Lines to return, exactly: from the line with "PR #3535, opened 2025-01-16" to the line with "### Summary" in the entries below, both included.

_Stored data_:
Start of Block

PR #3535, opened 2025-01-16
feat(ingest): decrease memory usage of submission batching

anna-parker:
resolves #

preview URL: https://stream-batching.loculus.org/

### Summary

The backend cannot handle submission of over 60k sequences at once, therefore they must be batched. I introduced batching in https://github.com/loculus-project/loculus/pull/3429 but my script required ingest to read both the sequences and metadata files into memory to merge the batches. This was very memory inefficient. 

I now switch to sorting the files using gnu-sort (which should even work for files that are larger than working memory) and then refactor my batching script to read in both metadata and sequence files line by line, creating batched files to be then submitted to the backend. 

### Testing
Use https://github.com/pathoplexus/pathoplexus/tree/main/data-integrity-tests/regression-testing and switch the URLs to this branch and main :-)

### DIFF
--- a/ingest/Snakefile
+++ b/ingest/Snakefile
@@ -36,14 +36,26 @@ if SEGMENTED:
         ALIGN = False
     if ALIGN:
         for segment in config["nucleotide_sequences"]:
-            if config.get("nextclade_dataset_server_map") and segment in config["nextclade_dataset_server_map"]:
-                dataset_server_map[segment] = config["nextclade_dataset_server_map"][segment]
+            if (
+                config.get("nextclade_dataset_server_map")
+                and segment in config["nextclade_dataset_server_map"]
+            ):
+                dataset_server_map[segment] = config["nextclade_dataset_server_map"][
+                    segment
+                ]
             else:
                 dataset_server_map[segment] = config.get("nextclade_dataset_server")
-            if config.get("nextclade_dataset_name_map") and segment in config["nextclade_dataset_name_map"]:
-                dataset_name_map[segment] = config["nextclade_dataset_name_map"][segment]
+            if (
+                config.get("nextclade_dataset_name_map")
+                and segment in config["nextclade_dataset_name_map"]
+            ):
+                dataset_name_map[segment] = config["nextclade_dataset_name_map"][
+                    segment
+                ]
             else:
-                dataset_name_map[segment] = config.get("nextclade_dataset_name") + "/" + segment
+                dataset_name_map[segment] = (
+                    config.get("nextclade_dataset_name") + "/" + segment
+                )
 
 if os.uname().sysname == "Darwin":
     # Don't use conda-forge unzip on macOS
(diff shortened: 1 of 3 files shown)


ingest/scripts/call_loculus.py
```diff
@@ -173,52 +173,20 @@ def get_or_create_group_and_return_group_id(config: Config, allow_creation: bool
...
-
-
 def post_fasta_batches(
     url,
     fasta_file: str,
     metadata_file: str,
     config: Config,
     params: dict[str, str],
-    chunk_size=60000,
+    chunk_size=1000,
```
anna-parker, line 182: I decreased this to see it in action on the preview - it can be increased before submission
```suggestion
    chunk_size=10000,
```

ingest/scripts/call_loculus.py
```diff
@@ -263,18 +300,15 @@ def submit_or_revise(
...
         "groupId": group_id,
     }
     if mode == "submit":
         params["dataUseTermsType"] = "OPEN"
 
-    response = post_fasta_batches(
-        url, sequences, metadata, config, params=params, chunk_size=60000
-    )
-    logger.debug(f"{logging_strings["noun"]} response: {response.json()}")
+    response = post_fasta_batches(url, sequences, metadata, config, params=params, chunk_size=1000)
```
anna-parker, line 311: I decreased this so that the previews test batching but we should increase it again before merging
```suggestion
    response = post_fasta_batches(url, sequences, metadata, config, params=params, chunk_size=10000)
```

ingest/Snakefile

End of Block
Start of Block

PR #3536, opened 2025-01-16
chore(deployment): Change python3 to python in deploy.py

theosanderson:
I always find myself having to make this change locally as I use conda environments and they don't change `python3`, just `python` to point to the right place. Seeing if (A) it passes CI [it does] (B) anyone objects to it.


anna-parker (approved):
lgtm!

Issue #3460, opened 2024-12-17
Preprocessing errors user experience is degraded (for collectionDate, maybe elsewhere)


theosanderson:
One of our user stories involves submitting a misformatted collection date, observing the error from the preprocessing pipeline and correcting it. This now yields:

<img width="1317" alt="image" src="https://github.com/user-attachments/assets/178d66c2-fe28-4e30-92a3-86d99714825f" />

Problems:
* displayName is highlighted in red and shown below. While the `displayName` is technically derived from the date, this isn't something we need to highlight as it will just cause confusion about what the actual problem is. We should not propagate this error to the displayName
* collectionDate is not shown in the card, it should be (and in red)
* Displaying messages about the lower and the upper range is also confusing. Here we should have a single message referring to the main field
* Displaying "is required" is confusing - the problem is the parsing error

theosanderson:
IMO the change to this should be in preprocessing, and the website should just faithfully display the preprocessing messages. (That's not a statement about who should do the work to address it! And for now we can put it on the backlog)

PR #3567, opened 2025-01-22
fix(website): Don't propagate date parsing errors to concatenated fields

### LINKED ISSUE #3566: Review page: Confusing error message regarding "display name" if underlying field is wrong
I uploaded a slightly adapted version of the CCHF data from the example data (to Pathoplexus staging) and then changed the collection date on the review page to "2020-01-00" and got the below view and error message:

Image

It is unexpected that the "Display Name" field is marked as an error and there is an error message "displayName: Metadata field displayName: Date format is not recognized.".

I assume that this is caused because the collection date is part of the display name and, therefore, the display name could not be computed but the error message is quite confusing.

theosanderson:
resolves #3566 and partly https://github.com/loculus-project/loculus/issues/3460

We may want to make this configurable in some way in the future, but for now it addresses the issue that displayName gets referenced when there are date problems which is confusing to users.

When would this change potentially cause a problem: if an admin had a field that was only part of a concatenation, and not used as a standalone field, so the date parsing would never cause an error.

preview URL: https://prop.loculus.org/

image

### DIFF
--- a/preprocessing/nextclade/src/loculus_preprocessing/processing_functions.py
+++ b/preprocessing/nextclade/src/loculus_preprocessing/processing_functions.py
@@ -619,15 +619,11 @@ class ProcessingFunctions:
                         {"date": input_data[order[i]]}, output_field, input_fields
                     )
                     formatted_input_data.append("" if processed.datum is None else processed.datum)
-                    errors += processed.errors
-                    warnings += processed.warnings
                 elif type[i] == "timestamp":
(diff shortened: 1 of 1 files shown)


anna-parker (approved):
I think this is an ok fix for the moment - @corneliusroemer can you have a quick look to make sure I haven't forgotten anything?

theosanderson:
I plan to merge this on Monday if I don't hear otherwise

End of Block

_Exercise answer_:
PR #3535, opened 2025-01-16
feat(ingest): decrease memory usage of submission batching

anna-parker:
resolves #

preview URL: https://stream-batching.loculus.org/

### Summary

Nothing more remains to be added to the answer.